パリティ異常の重要な帰結の一つとして、ホール伝導度が量子化ホール伝導度e2/h(e:電気素量、h:プランク定数)の半分の値をとる「半整数量子ホール効果」が起こる。

量子理論によれば,この異常を回避するために二次元系のディラック電子は必ずペア(対)で存在することが知られている。一方,三次元系物質の表面や界面の場合にはその制限がなく,単一のディラック電子が存在できる。

トポロジカル絶縁体がその実現例であり,単一ディラック電子が試料の上表面と下表面に存在している。従って,どちらかの表面だけ時間反転対称性を破ることができれば,パリティ異常に伴うホール伝導度の半整数量子化を測定できると期待できる。

これまでの研究では,上と下の両表面からの寄与による量子ホール効果および量子異常ホール効果が観測されてきた。しかし,片側の表面からの寄与だけを測定することは困難であったため,半整数量子ホール効果はまだ確認されていなかった。
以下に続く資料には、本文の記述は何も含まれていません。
PR #1893, opened 2023-08-18
Update POST /EchoTodoForm endpoint

captainsafia:
Support .NET 7 and .NET 8 runtimes and remove dependency on complex form mapping.

### DIFF
--- a/src/BenchmarksApps/MapAction/Program.cs
+++ b/src/BenchmarksApps/MapAction/Program.cs
@@ -20,8 +20,12 @@ using var host = Host.CreateDefaultBuilder(args)
                 Todo EchoTodo([FromBody] Todo todo) => todo;
                 endpoints.MapPost("/EchoTodo", (Func<Todo, Todo>)EchoTodo);
                 // Intentionally disable anti-forgery for this endpoint so we can evaluate just the form-processing portions
-                endpoints.MapPost("/EchoTodoForm", ([FromForm] Todo todo) => todo)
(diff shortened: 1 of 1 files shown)


src/BenchmarksApps/MapAction/Program.cs
```diff
@@ -20,8 +20,12 @@
                 Todo EchoTodo([FromBody] Todo todo) => todo;
                 endpoints.MapPost("/EchoTodo", (Func<Todo, Todo>)EchoTodo);
                 // Intentionally disable anti-forgery for this endpoint so we can evaluate just the form-processing portions
-                endpoints.MapPost("/EchoTodoForm", ([FromForm] Todo todo) => todo)
```
BrennanConroy, line 23: Are we going to add a form binding benchmark later?

BrennanConroy (approved):

src/BenchmarksApps/MapAction/Program.cs
captainsafia: Yeah, as a different benchmark. I think when all is said and done we'll have the following scenarios:

- POST to IFormCollection
- POST to [FromForm] with complex type
- POST to IFormCollection with anti-forgery enabled

The should allow us to measure each component of form-processing somewhat independently:

- Reading the form body into an IFormCollection
- Running the anti-forgery checks
- Binding from the form body to a complex type

sebastienros:
So the bug is now fixed in aspnetcore?

PR #1924, opened 2023-10-30
Fix IIS benchmarks

BrennanConroy:


build/dependencies.props
```diff
@@ -24,5 +24,9 @@
     <MicrosoftEntityFrameworkCoreSqliteVersion70>7.0.10</MicrosoftEntityFrameworkCoreSqliteVersion70>
     <MicrosoftEntityFrameworkCoreSqliteVersion80>8.0.0-rc.2.23480.1</MicrosoftEntityFrameworkCoreSqliteVersion80>
 
+    <MicrosoftIISTestingVersion60>6.0.0-*</MicrosoftIISTestingVersion60>
+    <MicrosoftIISTestingVersion70>7.0.0-*</MicrosoftIISTestingVersion70>
+    <MicrosoftIISTestingVersion80>8.0.0-preview.5.23252.25</MicrosoftIISTestingVersion80>
```
BrennanConroy, line 29: This has to be pinned to a version before we stopped packaging Microsoft.AspNetCore.Testing. 9.0 will be fixed by https://github.com/dotnet/aspnetcore/pull/51713 so we can update to 9.0.0-* when that is merged.

src/Benchmarks/Program.cs
```diff
@@ -125,10 +125,18 @@ public static void Main(string[] args)
             }
             else if (String.Equals(Server, "IISInProcess", StringComparison.OrdinalIgnoreCase))
             {
+                // if (string.IsNullOrEmpty(Environment.GetEnvironmentVariable("ASPNETCORE_IIS_VERSION")))
```
BrennanConroy, line 128: This relies on an 8.0 feature which isn't available in the old pinned version we currently have (see previous comment). We can uncomment once we've unpinned the version.

sebastienros (approved):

今回,研究グループは,独自に開発したトポロジカル絶縁体「(Bi1-xSbx)2Te3(Bi:ビスマス,Sb:アンチモン,Te:テルル)」と磁性トポロジカル絶縁体「Cr0.24(Bi0.27Sb0.73)1.76Te3(Cr:クロム)」の積層薄膜に対して,テラヘルツ帯の透過光の偏光を測定し,半整数に量子化された磁気光学効果を観測した。また,電気伝導測定によっても半整数量子化ホール伝導度を観測し,二つの独立した測定手法でこの現象を確かめた。

この研究成果は,トポロジカル絶縁体表面に存在する単一の二次元ディラック電子に関する量子異常を反映したもの。研究グループは今後,単一ディラック電子を利用したさらなる基礎物理研究の展開が期待できるとしている。